When he rolled over and lay still, they saw an arrow sticking squarely out of his solar plexus.

They were still peering stupidly at the body when the armed guards of Forwards slid from the shadows and surrounded them.

III

The Forwards official in front of whom they were dragged received them standing. Her hands hung calmly by her side and she made no movement of interest when they came in. She was young, her hair cut short to reveal the contour of her proud head, and her brow and eyes created an impression of magnificence. Only when one’s gaze dropped to her mouth and jaw was there a hint that it might be undesirable to know her too well.

She said her name was Viann. She questioned them, they answered. They might have been three performing dogs hustled before her, so detachedly did she regard the two more silent figures and the third figure, that of Carappa, slightly ahead of his companions, gesticulating, talking, throwing his weight first onto one leg, then the other. They were, indeed, to her only random elements in a problem that must be solved.

‘So your plea that your lives should be saved – ’ already it had come to that – already they were begging for their breath ‘– rests on your idea that you have knowledge which could be useful to us here in Forwards?’ Viann said to them.

‘I said I have the knowledge,’ suggested Carappa craftily. ‘If you also deign to spare the lives of my poor, ignorant friends I should, of course, be grateful, but they can tell you nothing.’

‘So?’ She permitted herself a frosty smile.

‘If we have not knowledge, we have strength to serve you with,’ Brandyholm offered. The sick feeling which had possessed him ever since they were captured in the ponic tangle showed no sign of weakening its grip on his intestines.

She said to him, without really bothering to look at him, ‘Your “priest” has the right idea: intelligence only can bribe me – not muscle.’

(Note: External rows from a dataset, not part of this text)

PR #7693, opened 2022-05-31
camel-kafka test fixes

orpiske:

### DIFF
--- a/components/camel-kafka/src/test/java/org/apache/camel/component/kafka/integration/KafkaConsumerAsyncManualCommitIT.java
+++ b/components/camel-kafka/src/test/java/org/apache/camel/component/kafka/integration/KafkaConsumerAsyncManualCommitIT.java
@@ -16,8 +16,9 @@
  */
 package org.apache.camel.component.kafka.integration;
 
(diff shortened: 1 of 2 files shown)


components/camel-kafka/src/test/java/org/apache/camel/component/kafka/integration/KafkaConsumerAsyncManualCommitIT.java
```diff
@@ -74,8 +83,6 @@ public void after() {
         if (producer != null) {
             producer.close();
         }
-        // clean all test topics
-        kafkaAdminClient.deleteTopics(Collections.singletonList(TOPIC));
```
zhfeng, line 78: Why we need to remove these clean codes?

orpiske: In this case, we do want the data to remain in the topic between tests. If we delete the topic between test executions, then the 3rd test scenario will have no uncommitted data to fetch from.

PR #7694, opened 2022-05-31
Backport CAMEL-17949 and netty-http test fixes

orpiske:

### DIFF
--- a/components/camel-netty-http/pom.xml
+++ b/components/camel-netty-http/pom.xml
@@ -156,6 +156,11 @@
             <artifactId>camel-jetty</artifactId>
             <scope>test</scope>
         </dependency>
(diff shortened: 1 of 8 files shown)


orpiske:
Tests passed.

davsclaus (approved):
The HeaderFilterStrategy that some component uses is potentially a better and more general solution. But this strategy is also a little bit confusing to use for component developers.

orpiske:
> The HeaderFilterStrategy that some component uses is potentially a better and more general solution. But this strategy is also a little bit confusing to use for component developers.

Thanks. I created a ticket so we can take a look at that when time allow us: https://issues.apache.org/jira/browse/CAMEL-18158

PR #7696, opened 2022-05-31
Missing assertion fixes and proper manual IT test naming

orpiske:
This prevents bogus warnings for tests in SonarCloud.


orpiske:
> ❌ Finished component verification: **1 component(s) test failed** out of 10 component(s) tested

The failure is not related to this change (nats is not running well on GH actions).

PR #7697, opened 2022-05-31
Update camel-jbang.adoc

brunoNetId:
broken link to example caused by residual closing parenthesis sign


orpiske:
Thanks @brunoNetId

PR #7705, opened 2022-06-01
(chores) camel-aws2-kinesis: add IT for AWS Kinesis consumer

orpiske:


orpiske:
Checkstyle issue not caused by this change.

PR #7708, opened 2022-06-01
[CAMEL-18459] Fixes incorrect JmsSendDynamicAware parsing for destinations that starts with "schema://" and dose not have queue: or topic: specificed

artemse:


davsclaus:
This is potential in other like kafka, sjms, spring-rabbitmq etc that are also having this. Can you check these as well?

davsclaus:
Thanks for the PR I merged and backported to 3.14.x branch

PR #7713, opened 2022-06-02
[CAMEL-18159] SendDynamicAware of several components parses uri that starts with schema:// incorectly

artemse:


components/camel-ftp/src/test/java/org/apache/camel/component/file/remote/FtpSendDynamicAwareTest.java
```diff
@@ -0,0 +1,17 @@
+package org.apache.camel.component.file.remote;
```
davsclaus, line 1: This class looks like its not complete, or added in the git PR as a mistake

davsclaus, line 1: This class looks like its not complete, or added in the git PR as a mistake

artemse: Yes, the file was added by mistake. Removed it.

components/camel-rabbitmq/src/test/java/org/apache/camel/component/rabbitmq/RabbitMQSendDynamicAwareTest.java
```diff
@@ -0,0 +1,41 @@
+package org.apache.camel.component.rabbitmq;
```
davsclaus, line 1: You need to add the ASF license header in top of these new files. Look at one of the existing java source files and copy its header.

davsclaus (approved):
ASF license headers is missing in some files

artemse:
I believe it's last component with this problem.

davsclaus (approved):

PR #7714, opened 2022-06-02
CAMEL-18127: added adapter auto-configuration for AWS2 Kinesis

orpiske:
Demo (to be added to the examples repository)

[asciicast](https://asciinema.org/a/499053)


davsclaus:
How are the adapters discovered? Some kind of classpath discovery? If so we have the existing FactoryFinder that we use for everything in Camel ala components, languages, health checks, and other things.

The manifest files are stored in META-INF/services/org/apache/camel/...

I noticed that in this PR that it may not be the location for this?

davsclaus (approved):

PR #12258, opened 2023-11-29
consumer dev console

davsclaus:
# Description

# Target

# Tracking


oscerd (approved):

oscerd:
I think we should collect an initial lists of components to supports, so we can create a console for each one.

davsclaus:
Yeah adding dev consoles makes it much easier to grab data for jbang and other tools / and for end users to see it when building integrations with /q/dev/xxxx

You can find a list of existing consoles, just by

git grep "@DevConsole"

PR #12269, opened 2023-11-30
CAMEL-20156: camel-openapi-java - attempt to convert allowValues by S…

zhfeng:
…chema::cast method

# Description

# Target

# Tracking

### DIFF
--- a/components/camel-openapi-java/src/test/java/org/apache/camel/openapi/RestOpenApiReaderTest.java
+++ b/components/camel-openapi-java/src/test/java/org/apache/camel/openapi/RestOpenApiReaderTest.java
@@ -16,6 +16,8 @@
  */
 package org.apache.camel.openapi;
 
+import java.text.SimpleDateFormat;
+
 import io.swagger.v3.core.util.Json;
 import io.swagger.v3.oas.models.OpenAPI;
 import io.swagger.v3.oas.models.info.Info;
@@ -63,6 +65,7 @@ public class RestOpenApiReaderTest extends CamelTestSupport {
                         .dataType("array")
                         .arrayType("date-time")
                         .endParam()
+
                         .to("log:hi")
 
                         .get("/bye/{name}")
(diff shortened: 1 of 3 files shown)


components/camel-openapi-java/src/test/java/org/apache/camel/openapi/RestOpenApiReaderTest.java
```diff
@@ -170,6 +251,14 @@ public void testReaderRead() throws Exception {
         assertTrue(json.contains("\"success\" : \"123\""));
         assertTrue(json.contains("\"error\" : \"-1\""));
         assertTrue(json.contains("\"type\" : \"array\""));
+        assertTrue(json.contains("\"enum\" : [ \"A\", \"B\", \"C\" ]"));
+        assertTrue(json.contains("\"enum\" : [ 1, 2, 3 ]"));
+        assertTrue(json.contains("\"enum\" : [ 1.0, 2.0, 3.0 ]"));
+        assertTrue(json.contains("\"enum\" : [ \"true\", \"false\" ]"));
```
zhfeng, line 257: It looks like swagger v2 does not convert `Boolean` value.  see

https://github.com/swagger-api/swagger-core/blob/v1.6.11/modules/swagger-models/src/main/java/io/swagger/models/parameters/AbstractSerializableParameter.java#L173-L192

So there is a String `true` and `false` . @jamesnetherton is this a problem?

oscerd (approved):

components/camel-openapi-java/src/test/java/org/apache/camel/openapi/RestOpenApiReaderTest.java
jamesnetherton: I guess it's not a regression as such, right? The `else` clause for the type check would have been doing fallback to `StringSchema` in past releases anyway.

zhfeng: Yeah, I think so.

jamesnetherton (approved):

PR #12284, opened 2023-11-30
CAMEL-20163: cleanup parsing HTTP status range (camel-vertx-http)

orpiske:


components/camel-vertx/camel-vertx-http/src/main/java/org/apache/camel/component/vertx/http/VertxHttpEndpoint.java
```diff
@@ -60,18 +61,23 @@ public VertxHttpComponent getComponent() {
...
-                maxOkRange = Integer.parseInt(StringHelper.after(range, "-"));
-            } else {
+            if (!HttpUtil.parseStatusRange(range, this::setRanges)) {
                 minOkRange = Integer.parseInt(range);
                 maxOkRange = minOkRange;
             }
         }
     }
 
+    private void setRanges(int minOkRange, int maxOkRange) {
```
davsclaus, line 76: Is this method in use ?

oscerd (approved):

components/camel-vertx/camel-vertx-http/src/main/java/org/apache/camel/component/vertx/http/VertxHttpEndpoint.java
orpiske: Yes it is. It's referenced on line 69, by the `parseStatusRange`.

davsclaus (approved):

PR #12294, opened 2023-12-01
CAMEL-20174: camel-ssh: Provide support to configure algorithms

luigidemasi:


components/camel-ssh/src/main/java/org/apache/camel/component/ssh/SshConfiguration.java
```diff
@@ -62,6 +64,18 @@ public class SshConfiguration implements Cloneable {
...
+    private String kex;
+    @UriParam(label = "security")
+    private String ciphers;
+    @UriParam(label = "security")
+    private String macs;
+    @UriParam(label = "security")
+    private String signatures;
+    @UriParam(label = "advanced")
+    private String compressions;
+    @UriParam(label = "advanced,producer,consumer")
```
davsclaus, line 77: producer and consumer is default, (ie. common), so this can just be "advanced"

davsclaus (approved):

Turning to Bob Crooner, she asked, ‘What have you to say for yourself? You have not spoken yet.’

Crooner looked steadily at her before dropping his eyes and replying, ‘We have no ladies like you in our little tribe. My silence was only a mask for disturbed thoughts.’

‘That sort of thing is not acceptable as a bribe either,’ Viann said levelly. ‘You will all three be taken to a cell now; I shall question you individually, at my convenience.’

Guards appeared, and despite Carappa’s protests they were marched away to a featureless room close at hand. Groaning, Brandyholm lay down on a thin rug and propped himself on one elbow.

‘These people are more civilised than we,’ he said to the priest. ‘They will be sure to kill us. Had you promised us this when we set out, you would have set out alone.’